Voices of the stigmatised: listening to the street children of Tanzania

Voices of the stigmatised: listening to the street children of Tanzania

What are the links between HIV, poverty, education and gender inequality? How have structural adjustment and cost-sharing affected vulnerable children in Tanzania? Are policy-makers able to address the serious inequalities and vulnerabilities faced by the growing number of children working the country’s streets?

A paper from the University of Hull presents findings from ethnographic research in northern Tanzania. With almost a million people who have died from AIDS and an estimated million more cases, the disease is compounding Tanzania’s economic problems and placing an enormous burden on the surviving, economically active young people. Most of the estimated 730 000 AIDS orphans are being cared for by extended family members. However, many carers are too old, young or ill to meet the needs of orphaned children.

The distress and social isolation suffered by children before and after their parents’ deaths is intensified by the shame associated with AIDS. Children orphaned by AIDS are at risk of being denied access to schooling, healthcare and inheritance and property rights and they may be shunned by their relatives. Customary laws that deny a widow the rights to inherit her deceased husband’s land have devastating consequences for those who lose their father first.

For children orphaned by AIDS, running away from home to seek opportunities in the informal urban sector is a rational survival strategy.

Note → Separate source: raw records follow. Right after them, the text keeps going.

PR #12011, opened 2024-06-07
Add UploadHelper to validate true MimeTypes

Shadowghost:
Our current MIME type checks solely rely on file extension. Use https://github.com/MediatedCommunications/Mime-Detective for file-based MIME recogition

**Changes**
* Implement file based MIME type recognition

**Issues**

### DIFF
--- a/Emby.Server.Implementations/ApplicationHost.cs
+++ b/Emby.Server.Implementations/ApplicationHost.cs
@@ -630,6 +630,7 @@ namespace Emby.Server.Implementations
             serviceCollection.AddSingleton<ITranscodeManager, TranscodeManager>();
             serviceCollection.AddScoped<MediaInfoHelper>();
             serviceCollection.AddScoped<AudioHelper>();
+            serviceCollection.AddSingleton<UploadHelper>();
             serviceCollection.AddScoped<DynamicHlsHelper>();
             serviceCollection.AddScoped<IClientEventLogger, ClientEventLogger>();
             serviceCollection.AddSingleton<IDirectoryService, DirectoryService>();
--- a/Emby.Server.Implementations/ApplicationHost.cs
+++ b/Emby.Server.Implementations/ApplicationHost.cs
@@ -630,7 +630,7 @@ namespace Emby.Server.Implementations
             serviceCollection.AddSingleton<ITranscodeManager, TranscodeManager>();
             serviceCollection.AddScoped<MediaInfoHelper>();
             serviceCollection.AddScoped<AudioHelper>();
-            serviceCollection.AddScoped<UploadHelper>();
+            serviceCollection.AddSingleton<UploadHelper>();
             serviceCollection.AddScoped<DynamicHlsHelper>();
             serviceCollection.AddScoped<IClientEventLogger, ClientEventLogger>();
             serviceCollection.AddSingleton<IDirectoryService, DirectoryService>();
--- a/Emby.Server.Implementations/ApplicationHost.cs
+++ b/Emby.Server.Implementations/ApplicationHost.cs
@@ -630,6 +630,7 @@ namespace Emby.Server.Implementations
             serviceCollection.AddSingleton<ITranscodeManager, TranscodeManager>();
             serviceCollection.AddScoped<MediaInfoHelper>();
             serviceCollection.AddScoped<AudioHelper>();
+            serviceCollection.AddScoped<UploadHelper>();
             serviceCollection.AddScoped<DynamicHlsHelper>();
             serviceCollection.AddScoped<IClientEventLogger, ClientEventLogger>();
             serviceCollection.AddSingleton<IDirectoryService, DirectoryService>();
--- a/Jellyfin.Api/Helpers/UploadHelper.cs
+++ b/Jellyfin.Api/Helpers/UploadHelper.cs
@@ -1,0 +1,124 @@
+using System;
+using System.Collections.Frozen;
+using System.IO;
+using System.Linq;
+using System.Threading;
+using System.Threading.Tasks;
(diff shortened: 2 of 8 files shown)


Emby.Server.Implementations/ApplicationHost.cs
```diff
@@ -555,6 +555,7 @@ protected virtual void RegisterServices(IServiceCollection serviceCollection)
             serviceCollection.AddSingleton<ITranscodeManager, TranscodeManager>();
             serviceCollection.AddScoped<MediaInfoHelper>();
             serviceCollection.AddScoped<AudioHelper>();
+            serviceCollection.AddScoped<UploadHelper>();
```
crobibero, line 558: Should probably be registered as a Singleton

Jellyfin.Api/Helpers/UploadHelper.cs
```diff
@@ -0,0 +1,131 @@
...
+namespace Jellyfin.Api.Helpers;
+
+/// <summary>
+/// Utitlity class providing upload helper functions.
+/// </summary>
+public class UploadHelper
+{
+    private readonly ImmutableArray<Definition> _videoDefinitions;
+    private readonly ImmutableArray<Definition> _audioDefinitions;
+    private readonly ImmutableArray<Definition> _imageDefinitions;
```
crobibero, line 25: Use FrozenSet instead of ImmutableArray

Emby.Server.Implementations/ApplicationHost.cs
```diff
@@ -575,6 +575,7 @@ protected virtual void RegisterServices(IServiceCollection serviceCollection)
...
```
crobibero: The UploadHelper is expensive to create with all of the FrozenSets so this should be added as Singleton

Jellyfin.Api/Helpers/UploadHelper.cs
```diff
@@ -0,0 +1,124 @@
...
+namespace Jellyfin.Api.Helpers;
+
+/// <summary>
+/// Utitlity class providing upload helper functions.
+/// </summary>
+public class UploadHelper
+{
+    private readonly FrozenSet<Definition> _videoDefinitions;
+    private readonly FrozenSet<Definition> _audioDefinitions;
+    private readonly FrozenSet<Definition> _imageDefinitions;
```
crobibero, line 54: There isn't a benefit in using FrozenSet here since we aren't using it for lookup but just converting it to a list
```suggestion
    private readonly List<Definition> _videoDefinitions;
    private readonly List<Definition> _audioDefinitions;
    private readonly List<Definition> _imageDefinitions;
```

Jellyfin.Api/Helpers/UploadHelper.cs
```diff
@@ -0,0 +1,124 @@
...
+    /// <param name="namingOptions">The naming options.</param>
+    public UploadHelper(
+        NamingOptions namingOptions)
+    {
+        var allDefinitions = new ExhaustiveBuilder()
+            {
+                UsageType = UsageType.PersonalNonCommercial
+            }.Build();
+
+        var extensions = namingOptions.AudioFileExtensions.Select(x => x.Replace(".", string.Empty, StringComparison.OrdinalIgnoreCase)).ToArray();
```
crobibero, line 69:
```suggestion
        var extensions = namingOptions.AudioFileExtensions.Select(x => x.Replace(".", string.Empty, StringComparison.Ordinal)).ToArray();
```

Jellyfin.Api/Helpers/UploadHelper.cs
```diff
@@ -0,0 +1,124 @@
...
+        _audioDefinitions = allDefinitions
+            .ScopeExtensions(extensions)
+            .TrimMeta()
+            .TrimDescription()
+            .ToFrozenSet();
+
+        extensions = namingOptions.VideoFileExtensions.Select(x => x.Replace(".", string.Empty, StringComparison.OrdinalIgnoreCase)).ToArray();
```
crobibero, line 76:
```suggestion
        extensions = namingOptions.VideoFileExtensions.Select(x => x.Replace(".", string.Empty, StringComparison.Ordinal)).ToArray();
```

Jellyfin.Api/Helpers/UploadHelper.cs
```diff
@@ -0,0 +1,124 @@
...
+    /// <returns>MIME type information.</returns>
+    public DefinitionMatch? GetMimeInfo(Stream? stream, string? contentType)
+    {
+        ArgumentNullException.ThrowIfNull(stream);
+        ArgumentNullException.ThrowIfNull(contentType);
+
+        var definitions = GetDefinitionsForType(contentType.Split('/')[0]);
+        var inspector = new ContentInspectorBuilder()
+        {
+            Definitions = definitions.ToList(),
```
crobibero, line 121: How does the inspector react when an empty list is set?
Can we just return null if it isn't a known definition type?

Jellyfin.Api/Helpers/UploadHelper.cs
```diff
@@ -0,0 +1,124 @@
...
+        return null;
+    }
+
+    /// <summary>
+    /// Writes the stream content to a file.
+    /// </summary>
+    /// <param name="stream">The data stream.</param>
+    /// <param name="filePath">The file path to write the data to.</param>
+    /// <param name="cancellationToken">The cancellation token.</param>
+    public static async void WriteStreamToFile(Stream stream, string filePath, CancellationToken cancellationToken)
```
crobibero, line 190: `async void` is an anti-pattern and should be avoided unless it is absolutely required

crobibero (changes requested):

Listening to their voices, the author found that:

  • Three quarters of the children said it was family poverty that had forced them to leave home.
  • So great is the stigma that few children even mention AIDS.
  • Emotional vulnerability and financial desperation make street children vulnerable to sexual exploitation, abuse and survival sex – boys and girls are at great risk of themselves becoming infected with HIV and perpetuating the cycle of poverty and AIDS.
  • Seventy per cent of street children are boys – most of the twenty street children projects in Tanzania do not provide for the needs of girls.
  • Many street children find it hard to access healthcare services.

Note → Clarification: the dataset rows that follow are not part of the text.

PR #12039, opened 2024-06-08
Fix local episode image thumb recognition

Shadowghost:
Function already checks for `-thumb`. Regression from #11934

**Changes**
* Remove `-thumb` from initial input to episode thumb check
* Simplify `metadata` subdir check

**Issues**


MediaBrowser.LocalMetadata/Images/EpisodeLocalImageProvider.cs
```diff
@@ -69,6 +66,7 @@ private List<LocalImageInfo> GetImageFilesFromFolder(ReadOnlySpan<char> filename
                 if (BaseItem.SupportedImageExtensions.Contains(i.Extension.AsSpan(), StringComparison.OrdinalIgnoreCase))
                 {
                     var currentNameWithoutExtension = Path.GetFileNameWithoutExtension(i.FullName.AsSpan());
+                    var thumbName = string.Concat(filenameWithoutExtension, "-thumb");
```
cvium, line 69: It should be outside the loop

cvium (approved):

crobibero (approved):

Bond-009 (approved):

Many orphaned girls become urban domestic workers. The exploitation and the physical and sexual abuse they suffer are a serious hidden violation of the rights of the child. Vulnerable to unprotected or coercive sex, girls become infected at a younger age than boys. They are often first to be withdrawn from school when the family experiences poverty. For girls whose parents are unable to pay school fees, entering into a sexual relationship with an older man may be the only way to continue education. Girl-unfriendly environments in some schools mean that girls who refuse teachers’ advances can be humiliated, given low marks or beaten. Pregnant schoolgirls are often expelled.

The author calls for:

  • ensuring that policy measures aimed at assisting children orphaned by AIDS are based on a wider definition of ‘social orphans’ (thus including those whose parents are not able to provide care) in order to avoid stigmatising
  • political will to greatly increase proven cost-effective, community-based approaches to caring for orphans in their home environment
  • NGOs working with street children to do more for girls and become more sensitive to the gendered experiences, vulnerabilities and needs expressed by street girls and boys
  • much greater advocacy for the rights of all children, and particularly girls, to education, healthcare, participation and protection from exploitation.

Source(s):
‘Poverty, HIV and barriers to education: street children’s experiences in Tanzania’, Gender and Development, vol. 10, No. 3, pp51-62, by Ruth Evans, November 2002 Full document.